> Task details: What lines in the records below hold the string "like"? Please show them.

(Saved data entries)
|---|
PR #4286, opened 2021-11-13
fix: Test failure in TestModule.testModuleNames() (#4285)

### LINKED ISSUE #4285: [Bug] Test failure in TestModule.testModuleNames()
**Describe the bug**
Test fails in `testModuleNames()` when doing `assertTrue(list.contains("bar"))`.

**To Reproduce**
Check out Spoon; run `mvn compile` then `mvn test`

**Notes**
In that test case, an array of compilation units is retrieved and then the names of the two first entries of that list are inserted into a list. Then a test is made to check if both "foo" and "bar" are contained in that list. When I run this test on my machine, the list contains four entries, two with a module name of "bar" and two with a module name of "foo", so the test result depends on the ordering of rresults.

An easy fix would be to create a list consisting of all four module names, so instead of creating the list like this:

		List list = new ArrayList<>(Arrays.asList(new String[]{String.copyValueOf(cu[0].module),String.copyValueOf(cu[1].module)}));

it should be done like this:

		List<String> list = Arrays.asList(cu).stream().map(CompilationUnit::getModuleName).map(String::copyValueOf).collect(Collectors.toList());

However I am not familiar enough with the Spoon source to know if there really should be four compilation units in that list, or if it should be two.

Path to the test files: `src/test/resources/spoon/test/module/code-multiple-modules`

* OS: MacOS 12.0.1
* JDK: openjdk 17.0.1 2021-10-19 GraalVM CE 21.3.0 (build 17.0.1+12-jvmci-21.3-b05)
* Spoon version: Source on Github, revison 15bd93f5a685474f39a8957ffa4cb94bfe171eea

xzel23:
This fixes #4285. The test relied on the order of entries returned by `File#listFiles()`, which is unspecified (thank you @SirYwell ).

### DIFF
--- a/src/test/java/spoon/test/module/TestModule.java
+++ b/src/test/java/spoon/test/module/TestModule.java
@@ -54,6 +54,7 @@ import java.util.List;
 import java.util.Collections;
 import java.util.ArrayList;
 import java.util.Arrays;
+import java.util.stream.Collectors;
 import java.util.stream.Stream;
 
 import static org.junit.Assert.assertEquals;
@@ -313,7 +314,7 @@ public class TestModule {
 		batchCompiler.configure(args);
 
 		CompilationUnit[] cu = batchCompiler.getCompilationUnits();
-		List list = new ArrayList<>(Arrays.asList(new String[]{String.copyValueOf(cu[0].module),String.copyValueOf(cu[1].module)}));
+		List<String> list = Arrays.stream(cu).map(CompilationUnit::getModuleName).map(String::copyValueOf).collect(Collectors.toList());
 		assertTrue(list.contains("foo"));
 		assertTrue(list.contains("bar"));
 	}
--- a/src/test/java/spoon/test/module/TestModule.java
+++ b/src/test/java/spoon/test/module/TestModule.java
@@ -17,6 +17,8 @@
 package spoon.test.module;
 
 import org.eclipse.jdt.internal.compiler.batch.CompilationUnit;
+import org.hamcrest.CoreMatchers;
+import org.hamcrest.MatcherAssert;
 import org.junit.AfterClass;
 import org.junit.BeforeClass;
 import org.junit.Ignore;
@@ -54,12 +56,16 @@ import java.util.List;
 import java.util.Collections;
 import java.util.ArrayList;
 import java.util.Arrays;
+import java.util.Set;
 import java.util.stream.Collectors;
 import java.util.stream.Stream;
 
+import static org.hamcrest.CoreMatchers.*;
+import static org.hamcrest.MatcherAssert.*;
 import static org.junit.Assert.assertEquals;
 import static org.junit.Assert.assertNotNull;
 import static org.junit.Assert.assertSame;
+import static org.junit.Assert.assertThat;
 import static org.junit.Assert.assertTrue;
 import static org.junit.Assert.fail;
 
@@ -314,9 +320,8 @@ public class TestModule {
 		batchCompiler.configure(args);
 
 		CompilationUnit[] cu = batchCompiler.getCompilationUnits();
-		List<String> list = Arrays.stream(cu).map(CompilationUnit::getModuleName).map(String::copyValueOf).collect(Collectors.toList());
-		assertTrue(list.contains("foo"));
-		assertTrue(list.contains("bar"));
+		Set<String> list = Arrays.stream(cu).map(CompilationUnit::getModuleName).map(String::copyValueOf).collect(Collectors.toSet());
+		MatcherAssert.assertThat(list, is(Set.of("foo", "bar")));
 	}
 
 	@org.junit.jupiter.api.Test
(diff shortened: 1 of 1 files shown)


src/test/java/spoon/test/module/TestModule.java
```diff
@@ -313,7 +314,7 @@ public void testModuleNames() {
 		batchCompiler.configure(args);
 
 		CompilationUnit[] cu = batchCompiler.getCompilationUnits();
-		List list = new ArrayList<>(Arrays.asList(new String[]{String.copyValueOf(cu[0].module),String.copyValueOf(cu[1].module)}));
+		List<String> list = Arrays.stream(cu).map(CompilationUnit::getModuleName).map(String::copyValueOf).collect(Collectors.toList());
 		assertTrue(list.contains("foo"));
 		assertTrue(list.contains("bar"));
```
slarse, line 319: While you're poking about here anyway, how about improving it just a little bit more? This test is a bit weak (because it leaves the possibility of there being other module names in the list), and it also isn't entirely clear about its purpose.

I propose we assert on the entire list. And instead of a list use a set, because we care only about distinct module names.

```suggestion
		Set<String> moduleNames = Arrays.stream(cu)
				.map(CompilationUnit::getModuleName)
				.map(String::valueOf)
				.collect(Collectors.toSet());
		assertThat(moduleNames, equalTo(Set.of("bar", "foo")));
```

slarse (changes requested):
Hi @xzel23, thanks for fixing the flaky test! I propose we go one step further to improve it while we're at it, see comment :)

src/test/java/spoon/test/module/TestModule.java
xzel23: done. I replaced the suggested deprecated assertThat with a non-deprecated one.

src/test/java/spoon/test/module/TestModule.java
```diff
@@ -17,6 +17,8 @@
 package spoon.test.module;
 
 import org.eclipse.jdt.internal.compiler.batch.CompilationUnit;
+import org.hamcrest.CoreMatchers;
+import org.hamcrest.MatcherAssert;
```
slarse, line 21: Not needed

```suggestion
```

src/test/java/spoon/test/module/TestModule.java
```diff
@@ -54,11 +56,16 @@
 import java.util.Collections;
 import java.util.ArrayList;
```
slarse, line 57: I don't think `ArrayList` is needed anymore.

```suggestion
```

src/test/java/spoon/test/module/TestModule.java
```diff
@@ -54,11 +56,16 @@
...
+import java.util.Set;
+import java.util.stream.Collectors;
 import java.util.stream.Stream;
 
+import static org.hamcrest.CoreMatchers.*;
+import static org.hamcrest.MatcherAssert.*;
 import static org.junit.Assert.assertEquals;
 import static org.junit.Assert.assertNotNull;
 import static org.junit.Assert.assertSame;
+import static org.junit.Assert.assertThat;
```
slarse, line 68:
```suggestion
```

src/test/java/spoon/test/module/TestModule.java
```diff
@@ -313,9 +320,8 @@ public void testModuleNames() {
 		batchCompiler.configure(args);
 
 		CompilationUnit[] cu = batchCompiler.getCompilationUnits();
-		List list = new ArrayList<>(Arrays.asList(new String[]{String.copyValueOf(cu[0].module),String.copyValueOf(cu[1].module)}));
-		assertTrue(list.contains("foo"));
-		assertTrue(list.contains("bar"));
+		Set<String> list = Arrays.stream(cu).map(CompilationUnit::getModuleName).map(String::copyValueOf).collect(Collectors.toSet());
+		MatcherAssert.assertThat(list, is(Set.of("foo", "bar")));
```
slarse, line 324:
```suggestion
		assertThat(list, is(Set.of("foo", "bar")));
```

slarse (changes requested):

src/test/java/spoon/test/module/TestModule.java
slarse: Hmm, I didn't suggest the deprecated `assertThat`, I just didn't specify which one to use (in fact I didn't even remember that JUnit 4 had a built-in `assertThat`). You've imported both, so I suspect your IDE auto-imported a bunch of stuff. See review comments.

src/test/java/spoon/test/module/TestModule.java
xzel23: My IDE had somehow lost track of the imports and marked everything as missing, so I didn't see the unused exports. Fixed after restart. I have cleaned it up and added a static import for the hamcrest assertThat as suggested by the junit deprecationcomment. Hope it's alright now.

slarse: Yeah, I feel you. I find that most IDEs with default settings are over-eager when it comes to auto-importing stuff, it gets rather confusing rather quickly.

slarse (approved):
Thanks @xzel23, this is a much more robust (and non-flaky) test!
|---|
> Result of the task:
An easy fix would be to create a list consisting of all four module names, so instead of creating the list like this:
it should be done like this:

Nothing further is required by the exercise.